If you find the outline confused, then you have no chance with the film. Even if you can stay awake.
Personally I managed to stay awake long enough to see the intreped space ship crew come withing a few million miles of the sun. Noting, not a drop of sweat between them. 

But otherwise it is a poor rendition of megalomaniac world corporation getting its come upance. But done very very badly


----------



## Dave (Dec 17, 2002)

Thanks for the warning!

I haven't even heard of it. It sounded, from your outline, like it was some 1950's movie, but then I read 1990???


----------



## ZachWZ (Dec 18, 2002)

The Earth scenes came off great. Mainly because Charlton hesten was around.  The Earth storyline run smooth and made a lot of since.  I think the space scenes suffered from an excess of ambition and a lack of budget.

ZachWZ


----------



## avs (Jul 6, 2007)

*An old sci fi movie - need help with title*

Hi everyone, there is this one movie which I saw as a kid...now cannot remember the title. Here is brief synopsis.

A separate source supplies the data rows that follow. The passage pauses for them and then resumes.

PR #909, opened 2019-05-31
reduce max loan use length and set shorter use length for expandable …

mcstover:
…cards.

### DIFF
--- a/src/components/LoanCards/BorrowerInfo/BorrowerInfoBody.vue
+++ b/src/components/LoanCards/BorrowerInfo/BorrowerInfoBody.vue
@@ -50,6 +50,10 @@ export default {
 			type: String,
 			default: ''
 		},
+		maxUseLength: {
+			type: Number,
+			default: 500
+		},
 	},
 	computed: {
 		helpedLanguage() {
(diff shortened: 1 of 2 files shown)


src/components/LoanCards/BorrowerInfo/BorrowerInfoBody.vue
```diff
@@ -50,6 +50,10 @@ export default {
 			type: String,
 			default: ''
 		},
+		maxUseLength: {
+			type: Number,
+			default: 500
```
ksekhri: Why did we reduce the default to 500 for GridLoanCard and ListLoanCard?

mcstover: Just wanted to put a more "sane" default in case there are real long loan use statements out there it would keep it from pushing that area too far down on the list item card.

mcstover: Checked my local db and there were 0 with 300+ characters or more, 97 with 200 chars or more.

PR #911, opened 2019-05-31
Fix sort order

ksekhri:


ksekhri:
@mcstover updated stage config too

PR #915, opened 2019-06-04
Remove unused styles

ksekhri:
These styles aren't applied since the SASS is `scoped`. I added them manually in prod and none of them made a difference to the styling except for `padding: 0`, which if actually applied broke the image altogether.


ksekhri:
This is used actually! Deleting PR.

PR #924, opened 2019-06-06
alternate graphql url for api debugging

mcstover:


mcstover:
FYI @ksekhri @BoulderBrains @foochris  Using this alternate url will trigger the debug in PHPStorm. (may require extra config in PHPStorm)

foochris:
Cool. Did the request for this feature from others?

mcstover:
I've been investigating the graphql batch requests and had to figure this out so I could debug the api code.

It set in the future where the sun activity is higher and earth is all scorched. The areas between the cities are empty and there are only automated trucks there (there is a scene where people make them stop by standing right in front of one). There is a big sun flare coming up about to destroy earth for good so some bomb needs to drop. However, bad guys are trying to stop if from happening for some reason. Eventually, it gets dropped but, for some reason (bad guys messed the computer, perhaps?) it needs to be piloted by these girl who finds out that she is an android. The movie is pretty good although it has an 80s B-movie vibe....Does anyone know what is it called?


----------



## Triceratops (Jul 6, 2007)

*Re: An old sci fi movie - need help with title*

I'm thinking on it but it hasn't rung a bell yet.  

Tri


----------



## roddglenn (Jul 6, 2007)

*Re: An old sci fi movie - need help with title*

I remember it - it's quite a good film.  It's called Solar Crisis.

Solar Crisis (1990)


----------



## avs (Jul 6, 2007)

*Re: An old sci fi movie - need help with title*

Thanks. This is it - not to be confused with Solar Attack, which i rented last night thinking it might be it.


----------



## Quokka (Jul 7, 2007)

*Re: An old sci fi movie - need help with title*

I'll have to check that one out. Seeing as that's one mystery solved anyone mind if I hijack the thread? Been meaning to start one of my own for this movie thats been bugging me for the last few weeks because I can only half remember it.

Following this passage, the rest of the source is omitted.